One thing that helped me with the epoxy inlay material to avoid air bubbles from appearing after the cure was to make a small vacuum chamber to put the mixed epoxy in. It draws the air to the top of the mix.
Just make the chamber large enough to hold the mixing cups you use. I have one that I made and one that I bought that uses compressed air to make the vacuum and has a paddle to stir the mixture as the vacuum draws the bubbles to the surface.


----------



## MEBCWD (Jan 14, 2012)

I use my vacuum system when I am pouring a quantity of resin but with this 5 minute epoxy you don't have time to use it. That is one reason I like a 30 min epoxy so you have that extra open time. I was on a short deadline for this board and did not have the time to drive around and find what I wanted and this or another 5 minute epoxy was all they carry. With the addition of the sand I was using for color the mixture is pretty thick so it doesn't flow very well. I use a syringe to fill the pockets to make sure it get to the bottom and has good contact with the sides.

Here is what I was using.


----------



## MEBCWD (Jan 14, 2012)

I just had a few small bubbles and spots to fill.

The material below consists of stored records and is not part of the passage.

PR #12759, opened 2026-08-06
fix(sqljs): measure query execution time after the statement runs

### LINKED ISSUE #12758: sqljs measures query execution time before the statement runs
### Issue description

On the sqljs driver, query execution time is measured before the statement runs, so `maxQueryExecutionTime` never fires and the `afterQuery` event carries a wrong `executionTime`.

### Expected Behavior

`executionTime` covers the time the query actually took, and a query slower than `maxQueryExecutionTime` reaches `logQuerySlow`.

Every other query runner takes `queryEndTime` after the execution call has returned. Postgres measures after `await databaseConnection.query(...)`, better-sqlite3 after `stmt.all()` / `stmt.run()`, expo after `await statement.executeAsync()`, react-native and nativescript inside the completion callback, spanner after `await executor.run(...)`.

### Actual Behavior

`SqljsQueryRunner.query()` takes `queryEndTime` right after `prepare()` and `bind()`. In sql.js the statement runs while `step()` is iterated, and that loop sits below the measurement, so only the preparation is timed.

```ts
const queryStartTime = Date.now()
    statement = databaseConnection.prepare(query)
    statement.bind(parameters)
const queryEndTime = Date.now()          // measurement ends here
    if (slow) logQuerySlow(...)          // and the check runs here
    while (statement.step()) { ... }     // the query actually runs here
    broadcastAfterQueryEvent(..., queryExecutionTime, ...)
```

A query that takes 393 ms of wall clock reports 3 ms, and never reaches `logQuerySlow`:

```
sqljs
  afterQuery executionTime   3
  actual elapsed           393
  logQuerySlow             not called

better-sqlite3 (same query, same options)
  logQuerySlow             150
  afterQuery executionTime 150
  actual elapsed           150
```

### Steps to reproduce

```js
const { DataSource } = require('typeorm')

// all of the work happens inside step(), so preparation and execution are separable
const slow = `WITH RECURSIVE counter(x) AS (
    SELECT 1 UNION ALL SELECT x + 1 FROM counter WHERE x < 2000000
) SELECT count(*) AS total FROM counter`

class Recorder {
    logQuery() {}
    logQueryError() {}
    logSchemaBuild() {}
    logMigration() {}
    log() {}
    logQuerySlow(time) {
        console.log('  logQuerySlow', time)
    }
}

class Sub {
    afterQuery(event) {
        console.log('  afterQuery executionTime', event.executionTime)
    }
}

async function run(type, extra) {
        type,
        maxQueryExecutionTime: 50,
        logger: new Recorder(),
        entities: [],
        ...extra,
    })
    await dataSource.initialize()
    dataSource.subscribers.push(new Sub())

    console.log(type)
    const started = Date.now()
    await dataSource.query(slow)
    console.log('  actual elapsed', Date.now() - started)

    await dataSource.destroy()
}

run('sqljs').then(() => run('better-sqlite3', { database: ':memory:' }))
```

### My Environment

| Operating System    | macOS 15.7.7 |
| Node.js version     | 22.16.0  |
| Typescript version  | 5.9.3    |
| TypeORM version     | master (04ff4dae) |
| sql.js version      | 1.14.1   |

### Additional Context

Two things break because of this.

1. `maxQueryExecutionTime` is effectively inert on sqljs. Preparation is sub-millisecond, so the threshold is never crossed no matter how slow the query is.
2. Anything consuming `AfterQueryEvent.executionTime` for instrumentation gets a value that has nothing to do with the query.

Issue #10180 covered a different case, mysql2 queueing the query after `queryStartTime` was taken, and was closed by the stale bot rather than resolved. This one is the opposite end of the same measurement, and is specific to sqljs.

PR #12750 changes the clock source on these two lines from `Date.now()` to `PlatformTools.performanceNow()`. It leaves the measurement point where it is, so it does not affect this.

kyungseopk1m:
### Description of change

Fixes #12758.

`SqljsQueryRunner.query()` took `queryEndTime` right after `prepare()` and `bind()`. In sql.js the statement runs as `step()` is iterated, and that loop sits below the measurement, so only the preparation was timed.

Two things follow from that. `maxQueryExecutionTime` is inert on sqljs, because preparation is sub-millisecond and never crosses the threshold no matter how slow the query is. And `AfterQueryEvent.executionTime` carries a number that has nothing to do with the query, which matters for anything using it to instrument.

The fix moves the row collection above the measurement. That is the order every other query runner already uses: postgres measures after `await databaseConnection.query(...)`, better-sqlite3 after `stmt.all()` / `stmt.run()`, expo after `await statement.executeAsync()`, react-native and nativescript inside the completion callback, spanner after `await executor.run(...)`. I read all eleven runners that take a `queryEndTime`, and sqljs was the only one measuring before execution, so the change is limited to this file.

`queryStartTime` is left alone. Every driver starts the clock before preparation, so the start point already matches the convention.

### Before and after

Same query, `maxQueryExecutionTime: 50`, better-sqlite3 as the control. Repro script is in the issue.

```
before
  sqljs            executionTime   4   elapsed 437   logQuerySlow not called
  better-sqlite3   executionTime 158   elapsed 158   logQuerySlow 158

after
  sqljs            executionTime 423   elapsed 424   logQuerySlow 423
  better-sqlite3   executionTime 149   elapsed 149   logQuerySlow 149
```

### Side effect worth naming

If `step()` throws, the slow-query log is now skipped and the failure goes to `logQueryError` and the failed `afterQuery` event. Previously a slow `prepare()` could log the query as slow even though it never ran. The other runners do not log a slow query on a failed execution either, so this brings sqljs in line rather than changing behaviour independently.

### Tests

`test/functional/driver/sqljs/query-execution-time.test.ts` plus a subscriber that records `executionTime`. Both assertions fail on master:

```
1) should measure the time spent executing the query, not just preparing it:
   AssertionError: expected 3 to be at least 33.666666666666664
2) should report a slow query once it exceeds maxQueryExecutionTime:
   AssertionError: expected [] to have a length of 1 but got +0
```

The timing assertion compares against the caller's own measurement rather than a fixed millisecond threshold, so machine speed cancels out. A fixed threshold would let a slow runner pass the test on preparation time alone. The bound is deliberately loose: the caller's window is wider than the measured one, since it also covers the `BeforeQuery` broadcast before `queryStartTime` and the subscriber settling after `queryEndTime`, and time spent there should not be able to fail a correct measurement.

### Note on #12750

#12750 rewrites these same two lines, swapping `Date.now()` for `PlatformTools.performanceNow()` across every driver. It changes the clock source and not the measurement point, so it does not fix this and this does not fix that. Whichever lands second will need a small rebase on these two lines. Happy to be the one to rebase.

### DIFF
--- a/test/functional/driver/sqljs/query-execution-time.test.ts
+++ b/test/functional/driver/sqljs/query-execution-time.test.ts
@@ -50,7 +50,9 @@ describe("sqljs driver > query execution time", () => {
             dataSources.map(async (dataSource) => {
                 const subscriber = dataSource
                     .subscribers[0] as QueryExecutionTimeSubscriber
+                const logger = dataSource.options.logger as RecordingLogger
                 subscriber.clear()
+                logger.slowQueries.length = 0
 
                 const startedAt = Date.now()
                 await dataSource.query(slowQuery)
@@ -70,20 +72,11 @@ describe("sqljs driver > query execution time", () => {
                 // left loose so that time spent outside the measured section
                 // cannot fail a correct measurement.
                 expect(executionTimes[0]).to.be.at.least(elapsed / 3)
-            }),
-        ))
 
-    it("should report a slow query once it exceeds maxQueryExecutionTime", () =>
-        Promise.all(
-            dataSources.map(async (dataSource) => {
-                const logger = dataSource.options.logger as RecordingLogger
-                logger.slowQueries.length = 0
-
-                await dataSource.query(slowQuery)
-
+                // the same measurement decides whether the query is slow
                 expect(logger.slowQueries).to.have.lengthOf(1)
                 expect(logger.slowQueries[0].query).to.equal(slowQuery)
-                expect(logger.slowQueries[0].time).to.be.greaterThan(1)
+                expect(logger.slowQueries[0].time).to.equal(executionTimes[0])
             }),
         ))
 })
--- a/test/functional/driver/sqljs/query-execution-time.test.ts
+++ b/test/functional/driver/sqljs/query-execution-time.test.ts
@@ -39,7 +39,8 @@ describe("sqljs driver > query execution time", () => {
             entities: [],
             enabledDrivers: ["sqljs"],
             subscribers: [QueryExecutionTimeSubscriber],
-            driverSpecific: { maxQueryExecutionTime: 1 },
+            // above the few milliseconds prepare() takes on its own
+            driverSpecific: { maxQueryExecutionTime: 50 },
             createLogger: () => new RecordingLogger(),
         })
     })
--- a/test/functional/driver/sqljs/query-execution-time.test.ts
+++ b/test/functional/driver/sqljs/query-execution-time.test.ts
@@ -1,0 +1,89 @@
+import "reflect-metadata"
+import { expect } from "chai"
+import type { DataSource } from "../../../../src/data-source/DataSource"
+import type { Logger } from "../../../../src/logger/Logger"
+import {
+    closeTestingConnections,
+    createTestingConnections,
+} from "../../../utils/test-utils"
+import { QueryExecutionTimeSubscriber } from "./subscribers/QueryExecutionTimeSubscriber"
+
+/**
+ * sql.js runs the statement while `step()` is iterated, not while it is
+ * prepared. A query whose work lives entirely in that loop therefore separates
+ * preparation time from execution time.
+ */
+const slowQuery = `WITH RECURSIVE counter(x) AS (
+    SELECT 1 UNION ALL SELECT x + 1 FROM counter WHERE x < 500000
+) SELECT count(*) AS total FROM counter`
+
+class RecordingLogger implements Logger {
+    readonly slowQueries: { time: number; query: string }[] = []
+
+    logQuery(): void {}
+    logQueryError(): void {}
+    logSchemaBuild(): void {}
+    logMigration(): void {}
+    log(): void {}
+
+    logQuerySlow(time: number, query: string): void {
+        this.slowQueries.push({ time, query })
+    }
+}
+
+describe("sqljs driver > query execution time", () => {
+    let dataSources: DataSource[]
+
+    before(async () => {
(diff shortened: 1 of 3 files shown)


kyungseopk1m:
Done in 85caa09cd.

test/functional/driver/sqljs/query-execution-time.test.ts
```diff
@@ -0,0 +1,82 @@
...
+
+describe("sqljs driver > query execution time", () => {
+    let dataSources: DataSource[]
+
+    before(async () => {
+        dataSources = await createTestingConnections({
+            entities: [],
+            enabledDrivers: ["sqljs"],
+            subscribers: [QueryExecutionTimeSubscriber],
+            driverSpecific: { maxQueryExecutionTime: 1 },
```
official-burak: Prepare was 3-4ms in #12758. A 1ms threshold fires on that, so this does not prove `step()` is inside the timer. Use something above prepare noise (50).

official-burak (changes requested):
The `step()` move is right and matches the other runners.

The test does not lock it in. `maxQueryExecutionTime: 1` is below the 3-4ms prepare time from the issue, so `logQuerySlow` can fire on master and the last three asserts would still pass after a revert. `elapsed / 3` is the only check that would fail.

Raise the threshold above prepare noise (50ms, same as the issue) so a timer that still stops after `bind()` cannot trip it.

test/functional/driver/sqljs/query-execution-time.test.ts
kyungseopk1m: Thanks for catching that. You're right, the threshold was below prepare time so the slow-query asserts passed either way. Raised it to 50ms in 3fa990ec1. Reverting the step() move now fails on those asserts too, not just the timing one.

alumni (approved):

Cprakhar (approved):
Thanks @kyungseopk1m 🙏

official-burak (approved):
The 50ms threshold is above prepare noise, so the slow-query asserts now fail if step() is still outside the timer. Looks good.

I'm happy with it so he is coming to pick it up in the morning. He will add the finish before he delivers the board.


----------



## MEBCWD (Jan 14, 2012)

Here is a comparison of the design file and the finished board.

The colors on the board will brighten up when the finish is applied.


----------



## TenGees (Sep 12, 2012)

Very nice job, Mike.


----------



## beltramidave (Jan 6, 2016)

Very Nice!!


----------



## MEBCWD (Jan 14, 2012)

Well the customer dropped off 3 more jobs and picked up the board today. He is really happy with how it turned out. I told him he needed to post some good pictures after he is through with the clear finish. When he gets them posted I'll share them here.

It was fun doing something out of the ordinary.


----------



## Jbird22 (Oct 24, 2016)

That is impressive! Great job!


----------



## Knothead47 (Feb 10, 2010)

I'm not sure that I could get that precise in matching the inletting with the inlay. My complements on the project.


----------